问题描述
我有一个熊猫数据框raw_data,其中有两列:“ T”和“ BP”:
T BP
0 -0.500 115.790
1 -0.499 115.441
2 -0.498 115.441
3 -0.497 115.441
4 -0.496 115.790
... ... ...
647163 646.663 105.675
647164 646.664 105.327
647165 646.665 105.327
647166 646.666 105.327
647167 646.667 104.978
[647168 rows x 2 columns]
我想在滚动窗口上应用Hodges-Lehmann均值(这是一个可靠的平均值),并创建一个新列。功能如下:
def hodgesLehmannMean(x):
m = np.add.outer(x,x)
ind = np.tril_indices(len(x),0)
return 0.5 * np.median(m[ind])
我因此写道:
raw_data[new_col] = raw_data['BP'].rolling(21,min_periods=1,center=True,win_type=None,axis=0,closed=None).agg(hodgesLehmannMean)
但是我收到一串错误消息:
Traceback (most recent call last):
File "C:\Users\tkpme\miniconda3\lib\runpy.py",line 194,in _run_module_as_main
return _run_code(code,main_globals,None,File "C:\Users\tkpme\miniconda3\lib\runpy.py",line 87,in _run_code
exec(code,run_globals)
File "c:\Users\tkpme\.vscode\extensions\ms-python.python-2020.8.101144\pythonFiles\lib\python\debugpy\__main__.py",line 45,in <module>
cli.main()
File "c:\Users\tkpme\.vscode\extensions\ms-python.python-2020.8.101144\pythonFiles\lib\python\debugpy/..\debugpy\server\cli.py",line 430,in main
run()
File "c:\Users\tkpme\.vscode\extensions\ms-python.python-2020.8.101144\pythonFiles\lib\python\debugpy/..\debugpy\server\cli.py",line 267,in run_file
runpy.run_path(options.target,run_name=compat.force_str("__main__"))

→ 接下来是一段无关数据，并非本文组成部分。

PR #97, opened 2023-08-15
Statx opt

patricoferris:
A follow on PR to #95 after @avsm's review. Thought I'd open the PR early to get some eyes on it but I would like to double-check I didn't make (more) copy-paste mistakes, mess up the noalloc functions etc. 

Instead of having individual C functions we could perhaps have an "int64_field" function and choose the right field based on a flag we send in from OCaml which might reduce the amount of code... but then internally there's a big switch statement so I wasn't sure if that was any better. 

Also I haven't added the `STATX_DIOALIGN` flag as it is Linux 6.1 ?

### DIFF
--- a/lib/uring/uring.ml
+++ b/lib/uring/uring.ml
@@ -144,6 +144,7 @@ module Statx = struct
   external uid : t -> (int64 [@unboxed]) = "ocaml_uring_statx_uid_bytes" "ocaml_uring_statx_uid_native" [@@noalloc]
   external gid : t -> (int64 [@unboxed]) = "ocaml_uring_statx_gid_bytes" "ocaml_uring_statx_gid_native" [@@noalloc]
   external ino : t -> (int64 [@unboxed]) = "ocaml_uring_statx_ino_bytes" "ocaml_uring_statx_ino_native" [@@noalloc]
+  external size : t -> (int64 [@unboxed]) = "ocaml_uring_statx_size_bytes" "ocaml_uring_statx_size_native" [@@noalloc]
   external blocks : t -> (int64 [@unboxed]) = "ocaml_uring_statx_blocks_bytes" "ocaml_uring_statx_blocks_native" [@@noalloc]
   external attributes_mask : t -> (int64 [@unboxed]) = "ocaml_uring_statx_attributes_mask_bytes" "ocaml_uring_statx_attributes_mask_native" [@@noalloc]
   external rdev : t -> (int64 [@unboxed]) = "ocaml_uring_statx_rdev_bytes" "ocaml_uring_statx_rdev_native" [@@noalloc]
@@ -167,7 +168,6 @@ module Statx = struct
   external perm : t -> (int [@untagged]) = "ocaml_uring_statx_perm_bytes" "ocaml_uring_statx_perm_native" [@@noalloc]
 
   external kind : t -> kind = "ocaml_uring_statx_kind"
-  external size : t -> Optint.Int63.t = "ocaml_uring_statx_size"
 end
 
 module Sockaddr = struct
--- a/lib/uring/uring.ml
+++ b/lib/uring/uring.ml
@@ -100,6 +100,18 @@ module Statx = struct
     | `Socket
   ]
 
+  let pp_kind f k =
+    Fmt.pf f "%s"
+      (match k with
+       |`Unknown -> "unknown"
+       |`Fifo -> "fifo"
+       |`Character_special -> "character special file"
+       |`Directory -> "directory"
+       |`Block_device -> "block device"
+       |`Regular_file -> "regular file"
+       |`Symbolic_link -> "symbolic link"
+       |`Socket -> "socket")
+
   external create : unit -> t = "ocaml_uring_make_statx"
 
   module Flags = struct
--- a/lib/uring/uring.ml
+++ b/lib/uring/uring.ml
@@ -153,10 +153,15 @@ module Statx = struct
   external dio_mem_align : t -> (int64 [@unboxed]) = "ocaml_uring_statx_dio_mem_align_bytes" "ocaml_uring_statx_dio_mem_align_native" [@@noalloc]
   external dio_offset_align : t -> (int64 [@unboxed]) = "ocaml_uring_statx_dio_offset_align_bytes" "ocaml_uring_statx_dio_offset_align_native" [@@noalloc]
 
-  external atime : t -> (float [@unboxed]) = "ocaml_uring_statx_atime_bytes" "ocaml_uring_statx_atime_native" [@@noalloc]
-  external btime : t -> (float [@unboxed]) = "ocaml_uring_statx_btime_bytes" "ocaml_uring_statx_btime_native" [@@noalloc]
-  external ctime : t -> (float [@unboxed]) = "ocaml_uring_statx_ctime_bytes" "ocaml_uring_statx_ctime_native" [@@noalloc]
-  external mtime : t -> (float [@unboxed]) = "ocaml_uring_statx_mtime_bytes" "ocaml_uring_statx_mtime_native" [@@noalloc]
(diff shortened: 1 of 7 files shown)


patricoferris:
For clarity on the int64 comment something like: 

```ocaml
external int64_field : internal -> (int [@untagged]) -> (int64 [@unboxed]) = "..." "..." [@@noalloc]

let blksize t = int64_field t Mask.blksize
```

Which would then switch on the field 

```c
int64_t
ocaml_uring_statx_int64_field(value v_statx, value v_mask) {
  struct statx *s = Statx_val(v_statx);
  switch (v_mask) {
     case STATX_BLKSIZE: ...
  }
}
```

But then it might have to raise an exception (so can't be noalloc I think) or have a default return value which I wasn't sure what that should be.

avsm:
Looks like the right direction! I'd also:
- remove `Statx.t` -- I don't think it's a good idea to encourage reading statx field values that aren't explicitly filled in by the mask bit for that field being set, and this type encourages the user of the interface to do that.  The man page isn't clear on if those fields are changed or not after the invocation to statx, but right now they won't be zeroed out between uses of `Statx.internal`. 
- rename `Statx.internal` to `Statx.t` or `Statx.buf`
- re: the extra fields that are 5.8 or 6.1+, we could just set them to be detected to 0 if the relevant define isn't found. This is safe since the return mask would not be filled in even if the flag is specified in the statx.
- Could also define the following for `file_attributes`
```
       STATX_ATTR_COMPRESSED
       STATX_ATTR_IMMUTABLE
       STATX_ATTR_APPEND
       STATX_ATTR_NODUMP
       STATX_ATTR_ENCRYPTED
       STATX_ATTR_VERITY
       STATX_ATTR_DAX
```

avsm:
(The individual C accessors seem fine to me)

lib/uring/uring_stubs.c
```diff
@@ -524,6 +497,255 @@ ocaml_uring_submit_statx_byte(value* values, int argc) {
 			  values[6]);
 }
 
+// Non-allocating accessors for statx
+// Int64
+int64_t
+ocaml_uring_statx_blksize_native(value v_statx) {
```
talex5, line 503: Might be worth defining a macro to make these functions automatically. e.g. something like:
```c
STATX_GETTER(blksize, int64_t, caml_copy_int64)
STATX_GETTER(attributes, int64_t, caml_copy_int64)
...
```

lib/uring/uring.ml
```diff
@@ -138,6 +125,32 @@ module Statx = struct
...
+  external ino : t -> (int64 [@unboxed]) = "ocaml_uring_statx_ino_bytes" "ocaml_uring_statx_ino_native" [@@noalloc]
+  external blocks : t -> (int64 [@unboxed]) = "ocaml_uring_statx_blocks_bytes" "ocaml_uring_statx_blocks_native" [@@noalloc]
+  external attributes_mask : t -> (int64 [@unboxed]) = "ocaml_uring_statx_attributes_mask_bytes" "ocaml_uring_statx_attributes_mask_native" [@@noalloc]
+  external rdev : t -> (int64 [@unboxed]) = "ocaml_uring_statx_rdev_bytes" "ocaml_uring_statx_rdev_native" [@@noalloc]
+  external dev : t -> (int64 [@unboxed]) = "ocaml_uring_statx_dev_bytes" "ocaml_uring_statx_dev_native" [@@noalloc]
+  external mask : t -> (int64 [@unboxed]) = "ocaml_uring_statx_mask_bytes" "ocaml_uring_statx_mask_native" [@@noalloc]
+  external mnt_id : t -> (int64 [@unboxed]) = "ocaml_uring_statx_mnt_id_bytes" "ocaml_uring_statx_mnt_id_native" [@@noalloc]
+  external dio_mem_align : t -> (int64 [@unboxed]) = "ocaml_uring_statx_dio_mem_align_bytes" "ocaml_uring_statx_dio_mem_align_native" [@@noalloc]
+  external dio_offset_align : t -> (int64 [@unboxed]) = "ocaml_uring_statx_dio_mem_align_bytes" "ocaml_uring_statx_dio_mem_align_native" [@@noalloc]
```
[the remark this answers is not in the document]
patricoferris: oops thank you!

lib/uring/uring_stubs.c
patricoferris: Good idea, did that where feasible here https://github.com/ocaml-multicore/ocaml-uring/pull/97/commits/b12ae5ec19c9a90e4d31cdebc76ac6363f485414

lib/uring/uring_stubs.c
```diff
@@ -524,6 +497,136 @@ ocaml_uring_submit_statx_byte(value* values, int argc) {
...
+STATX_GETTER(blksize, int64_t, caml_copy_int64);
+STATX_GETTER(attributes, int64_t, caml_copy_int64);
+STATX_GETTER(nlink, int64_t, caml_copy_int64);
+STATX_GETTER(uid, int64_t, caml_copy_int64);
+STATX_GETTER(gid, int64_t, caml_copy_int64);
+STATX_GETTER(ino, int64_t, caml_copy_int64);
+STATX_GETTER(blocks, int64_t, caml_copy_int64);
+STATX_GETTER(attributes_mask, int64_t, caml_copy_int64);
+STATX_GETTER(mask, int64_t, caml_copy_int64);
+
```
talex5, line 520: Minor: it would be easier to read with the field name at the end, so the bits that don't change line up vertically:
```suggestion
STATX_GETTER(int64_t, caml_copy_int64, blksize);
STATX_GETTER(int64_t, caml_copy_int64, attributes);
STATX_GETTER(int64_t, caml_copy_int64, nlink);
STATX_GETTER(int64_t, caml_copy_int64, uid);
STATX_GETTER(int64_t, caml_copy_int64, gid);
STATX_GETTER(int64_t, caml_copy_int64, ino);
STATX_GETTER(int64_t, caml_copy_int64, blocks);
STATX_GETTER(int64_t, caml_copy_int64, attributes_mask);
STATX_GETTER(int64_t, caml_copy_int64, mask);
```

talex5 (approved):

avsm:
Actually only observing the different time resolution results on directories/symlinks, not regular files.

```
$ stat /lib
  File: /lib -> usr/lib
  Size: 7               Blocks: 0          IO Block: 4096   symbolic link
Device: 8,3     Inode: 15          Links: 1
Access: (0777/lrwxrwxrwx)  Uid: (    0/    root)   Gid: (    0/    root)
Access: 2023-08-15 22:17:01.209919458 +0000
Modify: 2023-01-24 04:23:40.355852338 +0000
Change: 2023-02-11 21:42:14.626724408 +0000
 Birth: 2023-02-11 21:42:14.626724408 +0000
$ dune exec -- tests/urstat.exe /lib
  File: /lib -> usr/lib               
  Size: 7               Blocks: 0       IO Block: 4096   symbolic link
Device: 2051    Inode: 15       Links: 1
Access: (0777/TODO)     Uid: (0/TODO)   Gid: (0/TODO)
Access: 2023-08-15 22:17:01.209919453 +0000
Modify: 2023-01-24 04:23:40.355852365 +0000
Change: 2023-02-11 21:42:14.626724482 +0000
 Birth: 2023-02-11 21:42:14.626724482 +0000
```

talex5:
> The time precision seems slightly off; are we rounding off tv_nsec? Should probably propagate it through rather than pack it into one 64-bit float, to avoid losing precision.

I've pushed a commit splitting them out. Indeed you can't represent the time exactly as a float (OCaml stdlib and Python both have the same limitation, though):

```
utop # 1662991022. +. (521759700. /. 1e9);;
- : float = 1662991022.52175975

utop # Float.next_after 1662991022.52175975 0.0;;
- : float = 1662991022.52175951
```

avsm:
Looks good, the urstat and stat outputs are exactly the same now. I pushed d0cd9d9564246e903d574ef21f2d383c763cce7a to make the size parameter a full int64 return now as well, so this PR is good to merge for me.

File "C:\Users\tkpme\miniconda3\lib\runpy.py",line 265,in run_path
return _run_module_code(code,init_globals,run_name,line 97,in _run_module_code
_run_code(code,mod_globals,run_globals)
File "c:\Users\tkpme\OneDrive\Documents\Work\CMC\BP Satya and Suresh\Code\Naveen_peak_detect test.py",line 227,in <module>
main()
File "c:\Users\tkpme\OneDrive\Documents\Work\CMC\BP Satya and Suresh\Code\Naveen_peak_detect test.py",line 75,in main
raw_data[new_col] = raw_data['BP'].rolling(FILTER_WINDOW,File "C:\Users\tkpme\miniconda3\lib\site-packages\pandas\core\window\rolling.py",line 1961,in aggregate
return super().aggregate(func,*args,**kwargs)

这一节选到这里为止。